From Peter Tchir of TF Market Advisors
Since last Thursday, the government bailout rally trade has been on. Last Thursday, the EU announced a new round of bailouts for themselves. That sparked a rally, it also sparked lots of talk about S&P 1,400. Lots of people I spoke to, were talking about the parallels to the end of June where stocks shot up 5% in the last week of trading. The catalyst for the next move higher was 'obvious' to everyone, the debt ceiling limit would be raised and stocks would be off to the races. Since then, every time the longs have popped up their heads, the market has found a reason to smack them down.
The European rally barely lasted 24 hours. On Thursday SOVX gapped 35 bps tighter. Friday morning, it had moved another 35 tighter, only to close unchanged on the day. It is now only about 20 bps tighter than where it closed last Wednesday. In the real world, Italian and Spanish bonds are back under pressure and close to their pre bailout level. Maybe the bailout would work if the IIF had actually released any real details by now. Maybe some details on what EFSF would actually do or could really hope to accomplish would also have helped, but the only thing that has come out on the EFSF is that some EU members, and finance ministers, are nervous about creating a piggy bank for the PIIGS.
In spite of some weakness in stocks on Monday and Tuesday, it was clear that investors were still betting on a relief rally from the debt ceiling crisis being resolved.
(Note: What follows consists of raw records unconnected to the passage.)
PR #202, opened 2023-06-10
Regression in 8.3.19 for variadic function parameters

Boegie:
Should resolve https://www.drupal.org/project/coder/issues/3365993

### DIFF
--- a/coder_sniffer/Drupal/Sniffs/Commenting/FunctionCommentSniff.php
+++ b/coder_sniffer/Drupal/Sniffs/Commenting/FunctionCommentSniff.php
@@ -845,21 +845,23 @@ class FunctionCommentSniff implements Sniff
         // Missing parameters only apply to methods and not function because on
         // functions it is allowed to leave out param comments for form constructors
         // for example.
-        // It is also allowed to ommit pram tags completely, in which case we don't
+        // It is also allowed to omit param tags completely, in which case we don't
         // throw errors. Only throw errors if param comments exists but are
         // incomplete on class methods.
         if ($tokens[$stackPtr]['level'] > 0 && empty($foundParams) === false) {
             foreach ($realParams as $realParam) {
                 $realParamKeyName = $realParam['name'];
                 if (in_array($realParamKeyName, $foundParams) === false
-                    && ($realParam['pass_by_reference'] === true
-                    && in_array("&$realParamKeyName", $foundParams) === true) === false
+                    && (($realParam['pass_by_reference'] === true
+                    && in_array("&$realParamKeyName", $foundParams) === true)
+                    || ($realParam['variable_length'] === true
+                    && in_array("...$realParamKeyName", $foundParams) === true)) === false
                 ) {
                     $error = 'Parameter %s is not described in comment';
                     $phpcsFile->addError($error, $commentStart, 'ParamMissingDefinition', [$realParam['name']]);
                 }
             }
-        }
+        }//end if
 
     }//end processParams()
 
--- a/tests/Drupal/Commenting/FunctionCommentUnitTest.inc
+++ b/tests/Drupal/Commenting/FunctionCommentUnitTest.inc
@@ -916,3 +916,23 @@ function test_return_literal_string(): string {
 function test_intersection_types(Foo&Bar $a): Foo&Bar {
   return new Xyz();
 }
+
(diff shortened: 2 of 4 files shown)


jonathan1055:
I guess Coder was lacking some test coverge? This could have been discovered when the original commit was done. I'm surprised that it was missed because @klausi is normally very good on test coverage for changes.

Boegie:
Indeed, I had to add a test case for variadic parameters in a function myself.

I was surprised myself, usually there are no/always never regressions in Coder.
What I _think_ happened is that because the changes in this release aren't specifically about varidadics, klausi himself assumed that test coverage would be there.
_(n=1, YMMV, etc)_

klausi:
Ha, very sweet of you both! I'm also a minimalist and try not to overcomplicate changes to not get stuck and make incremental progress ... I think regressions like this can happen and are ok, as that only surfaced 2 places in the large Drupal core code base.

Thanks a lot for showing me the forward testing of Drupal core, this could be something for running in Coder as well to catch regressions earlier. If we can define that as CI task that is allowed to fail it could be helpful.

I think we are missing a bit of test coverage here, we should also assert that we still get an error if the param description is missing.

```php
  /**
   * Variadic parameters without description are not ok.
   *
   * @param string[]|string ...$classes
   *
   * @return array
   *   The return array.
   */
  public function testVariadicParameterNoDescription(...$classes): array {
    return [];
  }
```

Can you add that?

Boegie:
>  I think regressions like this can happen and are ok, as that only surfaced 2 places in the large Drupal core code base.

Fully agreed: Omelette, egs, only 2 places, etc.

> Thanks a lot for showing me the forward testing of Drupal core, this could be something for running in Coder as well to catch regressions earlier. If we can define that as CI task that is allowed to fail it could be helpful.

`mglaman/phpstan-drupal` started doing something (kinda) similar, maybe this helps?
https://github.com/mglaman/phpstan-drupal/issues/418

>I think we are missing a bit of test coverage here, we should also assert that we still get an error if the param description is missing.

Agreed and added.

jonathan1055:
Coder has another new regression, quite major, and will impact every project that defines constants with a `define( )` statement. 
d.o. issue https://www.drupal.org/project/coder/issues/3369978
gitlab issue #204   
I have fixed it and added test coverage - see #205

But I was wondering if we can make any progress on the discussion above about forward testing on Core or a big (and clean) module or project with the latest Coder dev? This error could have been found before committing.

Boegie:
Nice work @jonathan1055 

>  forward testing on Core or a big (and clean) module or project with the latest Coder dev? This error could have been found before committing.

In this case we would have only discovered it if did both, since Core wasn't affected by this regression (the `updateded deps` daily QA run https://www.drupal.org/node/3060/qa would have caught it).

So we really need both _**and**_ we really need it.

I'll try to whip something up this weekend if no one beats me to it.

jonathan1055:
You are right that Core won't be affected _yet_ because it does not yet include `Drupal.Semantics.ConstantName` in the sniffs it is checking. But many modules will be affected, particularly those that run gitlab-ci.yml as that immediately uses the new Coder release.

Boegie:
Yeah, wasn't exactly too clear in my previous message, it is indeed _yet_.
Testing against both is a necessity as it seems.

Any contrib modules spring to mind?

jonathan1055:
Let's create an issue on drupal.org Coder queue and copy some of the comments above, then we can have the details stored in the place where others will see and contribute.

jonathan1055:
https://www.drupal.org/project/coder/issues/3374864 and https://github.com/pfrenssen/coder/pull/207

jonathan1055:
> Any contrib modules spring to mind?

It needs to be a module that is kept up to date and clean of coding standards faults so that we don't spend too much time checking up on false positives. I maintain [Scheduler](https://www.drupal.org/project/scheduler) and keep it passing PHPCS - it only has a couple of customisations in [phpcs.xml](https://git.drupalcode.org/project/scheduler/-/blob/2.x/phpcs.xml#L24) so it's fairly 'vanilla'.

Boegie:
I tried Token, as being the most used contrib module. Turned out it was not PHPCS passing, so I stopped there.

Scheduler seems as good a candidate as any, I'll have a stab on that today.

No one seemed to really believe that it wouldn't be resolved, and actually were happy to see markets weaker as it gave them a buying opportunity. By Wednesday it was clear that everyone was either long or less short than they would like, but were still reluctant to do much about it because they just knew that Washington would come to the rescue.
Washington will ultimately come to some form of 'compromise' on the debt ceiling. Just like last year when we kept the Bush tax cuts and created some new payroll tax cuts, the rest of the world will be left scratching their heads wondering how Washington defines compromise. Will we still get the relief rally?
That is the question we need to figure out now. Any hype about whether or not we will get a solution is just hype. Their will be a solution, but it will do nothing to appease the rating agencies, and more and more, will it do much to appease investors? The European situation is clearly deteriorating again. The realization that the headlines sounded good, but the actual benefits were less clear when analyzed closely, and that the plan is not easy to implement, is weighing on Europe. The economic data, here, and in Europe has been mediocre, so that will make it harder to get a big spike in stocks after any solution.
Bernanke and the Fed have to re-evaluate the grade they gave to QE2. How we have such a massive revision in Q1 GDP is hard for me to understand. Seriously, we need to find a way to get better data, but with a 0.4% quarter right in the heart of QE2, it is clear it did nothing to help the real economy. And yes, it is getting old, but I will say it again, the market is not the economy.
I am now cutting all my short. I had cut some coming into this week, as I was scared of the rally, but kept enough on that I can't complain too much. I am flat and tempted to go long. We've had a big move, and government resolution is likely to come, but it feels like that is a crowded trade. No one seems really afraid, and everyone seems to expect a bounce. Just because everyone expects it, doesn't make it wrong, but I'm concerned that all the longs will pop out of their holes the second a deal is announced. They will look around for someone to panic and take them out of their positions on the debt ceiling news. Then they will look some more, and then realize that no one is caught short or surprised and they will scurry to get out of their positions. Well, I just convinced myself to go back to putting on a small short.